START DATA SHOWN

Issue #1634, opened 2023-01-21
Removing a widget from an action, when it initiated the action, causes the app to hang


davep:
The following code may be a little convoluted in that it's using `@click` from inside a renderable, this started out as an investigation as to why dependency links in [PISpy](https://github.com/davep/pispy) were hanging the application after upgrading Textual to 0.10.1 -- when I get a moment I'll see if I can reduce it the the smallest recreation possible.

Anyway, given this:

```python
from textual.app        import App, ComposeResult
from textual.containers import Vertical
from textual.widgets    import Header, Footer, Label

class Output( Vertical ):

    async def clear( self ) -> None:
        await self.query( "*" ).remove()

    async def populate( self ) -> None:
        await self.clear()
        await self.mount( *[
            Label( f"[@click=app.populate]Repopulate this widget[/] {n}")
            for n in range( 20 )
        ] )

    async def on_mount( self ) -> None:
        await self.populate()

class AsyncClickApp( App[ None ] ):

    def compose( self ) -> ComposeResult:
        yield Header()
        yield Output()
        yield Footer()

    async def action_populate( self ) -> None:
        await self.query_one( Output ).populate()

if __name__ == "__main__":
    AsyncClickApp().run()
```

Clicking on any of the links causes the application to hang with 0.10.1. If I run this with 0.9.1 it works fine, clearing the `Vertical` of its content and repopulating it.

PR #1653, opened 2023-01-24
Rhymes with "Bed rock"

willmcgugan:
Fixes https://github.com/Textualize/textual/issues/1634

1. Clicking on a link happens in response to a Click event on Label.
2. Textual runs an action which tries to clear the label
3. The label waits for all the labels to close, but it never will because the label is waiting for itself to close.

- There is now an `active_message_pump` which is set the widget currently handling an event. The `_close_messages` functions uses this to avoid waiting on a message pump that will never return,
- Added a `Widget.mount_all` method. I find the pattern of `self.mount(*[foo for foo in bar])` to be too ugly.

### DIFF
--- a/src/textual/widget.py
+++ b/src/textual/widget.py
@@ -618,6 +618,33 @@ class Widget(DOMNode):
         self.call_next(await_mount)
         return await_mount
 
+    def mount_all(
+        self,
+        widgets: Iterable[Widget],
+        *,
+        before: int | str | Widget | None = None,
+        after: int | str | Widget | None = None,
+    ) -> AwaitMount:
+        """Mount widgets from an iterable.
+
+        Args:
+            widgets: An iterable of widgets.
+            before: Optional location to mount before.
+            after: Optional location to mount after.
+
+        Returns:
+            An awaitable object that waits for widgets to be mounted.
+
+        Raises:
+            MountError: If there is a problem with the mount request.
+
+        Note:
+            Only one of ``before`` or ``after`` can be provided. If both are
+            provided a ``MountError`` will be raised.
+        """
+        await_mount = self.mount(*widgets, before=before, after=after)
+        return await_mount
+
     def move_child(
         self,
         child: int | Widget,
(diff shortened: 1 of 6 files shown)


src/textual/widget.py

END DATA SHOWN
START DATA SHOWN

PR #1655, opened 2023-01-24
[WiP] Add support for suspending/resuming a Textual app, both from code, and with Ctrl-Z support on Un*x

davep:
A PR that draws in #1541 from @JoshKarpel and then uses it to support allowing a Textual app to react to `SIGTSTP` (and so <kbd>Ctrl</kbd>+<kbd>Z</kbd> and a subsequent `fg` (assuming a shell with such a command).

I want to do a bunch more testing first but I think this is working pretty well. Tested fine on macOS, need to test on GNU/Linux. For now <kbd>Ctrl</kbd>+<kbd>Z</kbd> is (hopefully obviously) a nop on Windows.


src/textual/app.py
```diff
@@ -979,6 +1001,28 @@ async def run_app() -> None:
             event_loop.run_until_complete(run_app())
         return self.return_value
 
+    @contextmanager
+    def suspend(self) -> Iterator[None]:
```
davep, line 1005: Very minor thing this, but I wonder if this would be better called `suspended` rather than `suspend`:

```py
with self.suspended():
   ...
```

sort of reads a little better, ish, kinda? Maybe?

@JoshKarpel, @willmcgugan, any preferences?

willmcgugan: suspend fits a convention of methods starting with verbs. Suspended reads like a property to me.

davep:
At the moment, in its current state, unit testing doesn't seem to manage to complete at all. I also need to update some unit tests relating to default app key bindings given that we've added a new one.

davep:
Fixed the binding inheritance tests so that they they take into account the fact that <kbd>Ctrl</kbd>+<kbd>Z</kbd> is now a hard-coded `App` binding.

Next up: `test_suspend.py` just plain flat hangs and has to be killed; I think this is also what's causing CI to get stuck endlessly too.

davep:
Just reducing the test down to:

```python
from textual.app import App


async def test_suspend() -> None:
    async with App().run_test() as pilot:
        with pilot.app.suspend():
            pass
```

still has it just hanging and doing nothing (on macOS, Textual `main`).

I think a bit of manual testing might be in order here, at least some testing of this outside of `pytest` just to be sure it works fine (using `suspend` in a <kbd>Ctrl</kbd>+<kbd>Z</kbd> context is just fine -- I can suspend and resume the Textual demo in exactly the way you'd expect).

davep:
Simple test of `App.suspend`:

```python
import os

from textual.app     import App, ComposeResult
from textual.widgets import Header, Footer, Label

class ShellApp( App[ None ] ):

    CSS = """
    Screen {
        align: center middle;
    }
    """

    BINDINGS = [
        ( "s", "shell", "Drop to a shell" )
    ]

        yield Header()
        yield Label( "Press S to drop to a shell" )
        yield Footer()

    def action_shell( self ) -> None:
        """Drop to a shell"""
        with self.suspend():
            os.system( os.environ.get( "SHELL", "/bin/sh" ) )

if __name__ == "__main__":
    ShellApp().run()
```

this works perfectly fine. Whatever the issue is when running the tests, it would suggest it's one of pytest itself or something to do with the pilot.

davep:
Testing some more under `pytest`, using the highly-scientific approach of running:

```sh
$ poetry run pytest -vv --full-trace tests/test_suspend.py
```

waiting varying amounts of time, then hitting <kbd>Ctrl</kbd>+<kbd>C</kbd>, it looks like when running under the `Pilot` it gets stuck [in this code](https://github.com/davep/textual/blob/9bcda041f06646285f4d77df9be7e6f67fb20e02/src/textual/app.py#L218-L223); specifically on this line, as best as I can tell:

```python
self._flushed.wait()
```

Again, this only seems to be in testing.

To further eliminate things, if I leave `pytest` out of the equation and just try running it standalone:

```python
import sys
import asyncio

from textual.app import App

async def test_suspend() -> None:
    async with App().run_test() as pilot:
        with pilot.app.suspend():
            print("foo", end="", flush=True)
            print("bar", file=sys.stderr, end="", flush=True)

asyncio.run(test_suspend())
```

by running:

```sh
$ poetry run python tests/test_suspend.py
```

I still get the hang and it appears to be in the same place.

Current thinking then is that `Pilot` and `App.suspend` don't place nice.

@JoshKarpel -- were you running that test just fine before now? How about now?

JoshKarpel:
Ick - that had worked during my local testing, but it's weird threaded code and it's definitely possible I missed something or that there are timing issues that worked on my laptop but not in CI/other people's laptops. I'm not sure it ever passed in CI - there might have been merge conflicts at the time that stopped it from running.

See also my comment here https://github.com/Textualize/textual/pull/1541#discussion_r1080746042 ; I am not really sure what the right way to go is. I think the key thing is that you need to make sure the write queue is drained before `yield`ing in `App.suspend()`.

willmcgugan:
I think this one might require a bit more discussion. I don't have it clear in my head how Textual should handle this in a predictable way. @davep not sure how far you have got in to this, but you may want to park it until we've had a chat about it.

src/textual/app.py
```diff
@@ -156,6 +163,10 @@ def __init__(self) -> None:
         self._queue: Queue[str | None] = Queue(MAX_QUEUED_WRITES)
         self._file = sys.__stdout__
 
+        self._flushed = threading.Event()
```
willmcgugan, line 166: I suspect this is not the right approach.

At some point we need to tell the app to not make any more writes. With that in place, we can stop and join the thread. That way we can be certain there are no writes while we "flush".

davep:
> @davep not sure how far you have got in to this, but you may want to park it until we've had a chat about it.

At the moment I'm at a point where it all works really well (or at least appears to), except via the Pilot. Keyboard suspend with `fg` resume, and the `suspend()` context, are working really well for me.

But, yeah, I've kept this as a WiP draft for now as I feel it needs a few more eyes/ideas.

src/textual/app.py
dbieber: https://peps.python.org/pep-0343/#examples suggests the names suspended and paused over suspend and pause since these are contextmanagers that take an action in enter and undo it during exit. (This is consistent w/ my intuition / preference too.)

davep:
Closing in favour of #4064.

END DATA SHOWN

### THE TASK
Wherever the word "asyncio" appears in a line of the data, copy that line.

### WRITTEN ANSWER
import asyncio
asyncio.run(test_suspend())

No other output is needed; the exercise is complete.